* RECORDS SHOWN *
PR #158, opened 2024-02-06
HKISD-58: fix confirm modal visibility on project form

JenniLehtonen:
https://futurice.atlassian.net/browse/HKISD-58

When user was on the project form and had edited some fields and then clicked some of these sidebar elements in order to move to a specific part of the form, the user was asked if the wanted to continue. I was able to get the value of the target url from args in usePromptConfirmOnNavigate that handles this confirmation modal but I'm not entirely sure if the args will always have the value in the future for example if we update the react-router package but I couldn't find the information form anywhere else either.

image

### DIFF
--- a/src/hooks/usePromptConfirmOnNavigate.ts
+++ b/src/hooks/usePromptConfirmOnNavigate.ts
@@ -5,6 +5,11 @@ import { useContext, useEffect } from 'react';
 import { UNSAFE_NavigationContext as NavigationContext } from 'react-router-dom';
 import useConfirmDialog from './useConfirmDialog';
 
+interface IArgs {
+  hash?: string;
+  pathname?: string;
+  search?: string;
+}
 const usePromptConfirmOnNavigate = ({
   title,
   description,
@@ -15,6 +20,10 @@ const usePromptConfirmOnNavigate = ({
   when: boolean;
 }) => {
   const { navigator } = useContext(NavigationContext);
+
+  // TODO: these could be gathered to some file with static data
+  const projectSideBarItems = ['#basics', '#status', '#schedule', '#financial', '#responsiblePersons', '#location', '#projectProgram'];
+ 
   const { isConfirmed } = useConfirmDialog();
 
   // Toggle a warning when trying to close the window if "when" is true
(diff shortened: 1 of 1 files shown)


src/hooks/usePromptConfirmOnNavigate.ts
```diff
@@ -15,6 +20,10 @@ const usePromptConfirmOnNavigate = ({
   when: boolean;
 }) => {
   const { navigator } = useContext(NavigationContext);
+
+  // TODO: these could be gathered to some file with static data
+  const projectSideBarItems = ['#basics', '#status', '#schedule', '#financial', '#responsiblePersons', '#location', '#projectProgram'];
+
```
millaeerola, line 26: If the idea was to catch if the user is trying to navigate out from the project form, would it be better to match the pathname with a regex patter? It could be something like
`const projectBasicsPathName = /^\/project\/.*\/(basics|new)$/`
It could also help in the future, cause if there's new sections added to the project form, this list would have to be updated, but the regex doesn't.

src/hooks/usePromptConfirmOnNavigate.ts
```diff
@@ -43,12 +52,16 @@ const usePromptConfirmOnNavigate = ({
 
     navigator.push = (...args: Parameters<typeof push>) => {
       const promptConfirmOnNavigate = async (args: Parameters<typeof push>) => {
-        // Await for the isConfirmed to either return true or false, depending on the users input
-        const confirm = await isConfirmed({ title, description });
-        if (confirm !== false) {
-
-          
+        const argsProperties = args[0] as IArgs;
+        if (argsProperties && argsProperties.hash && projectSideBarItems.includes(argsProperties.hash)) {
```
millaeerola, line 56: The regex would be used here. So it would be checked that argsProperties.pathname matches the regex which tells us that the user is not trying to navigate to a different url.

JenniLehtonen: I actually noticed that it's also possible to check if the hash exists as it is used to navigate to a specific spot on a page and if user tries to navigate to another page, the hash won't exist

JenniLehtonen: The regex solution would've been better than the original one but I guess that we can also go with checking the hash as then we wouldn't have any values that we should check or should remain the same

millaeerola: Yep, that sounds even better 👍

millaeerola (approved):
Looks good! 👍 Can be merged after solving conflicts

PR #159, opened 2024-02-07
HKISD-60: disappeared project

JenniLehtonen:
https://futurice.atlassian.net/jira/software/c/projects/HKISD/boards/62?selectedIssue=HKISD-60

The project disappeared because it belonged to some group and when the user changed its class in the project form, the group that the project belonged to didn't exist in the new class --> we will have to delete the group information from the project.

I also noticed another problem: if the project was under some district and the user changed the class, the district had to be removed also or the project would exist under that district in that new class that it was saved into even though that class didn't have any districts inside of it. 

When you test these changes, you might need to refresh the page after updating the project values as the  project views don't necessarily get updated.

### DIFF
--- a/src/components/Project/ProjectBasics/ProjectForm/ProjectForm.tsx
+++ b/src/components/Project/ProjectBasics/ProjectForm/ProjectForm.tsx
@@ -224,6 +224,18 @@ const ProjectForm = () => {
             data = updateFinances(data, project);
           }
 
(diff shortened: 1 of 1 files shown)


JenniLehtonen:
We will have to delete the group data still from that specific project in the production environment to fix the existing data issue there

saijaseppa (approved):
💎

* WORK TO COMPLETE *
Return each line of the listing that holds the word "react".

* ANSWER *
When user was on the project form and had edited some fields and then clicked some of these sidebar elements in order to move to a specific part of the form, the user was asked if the wanted to continue. I was able to get the value of the target url from args in usePromptConfirmOnNavigate that handles this confirmation modal but I'm not entirely sure if the args will always have the value in the future for example if we update the react-router package but I couldn't find the information form anywhere else either.
@@ -5,6 +5,11 @@ import { useContext, useEffect } from 'react';
 import { UNSAFE_NavigationContext as NavigationContext } from 'react-router-dom';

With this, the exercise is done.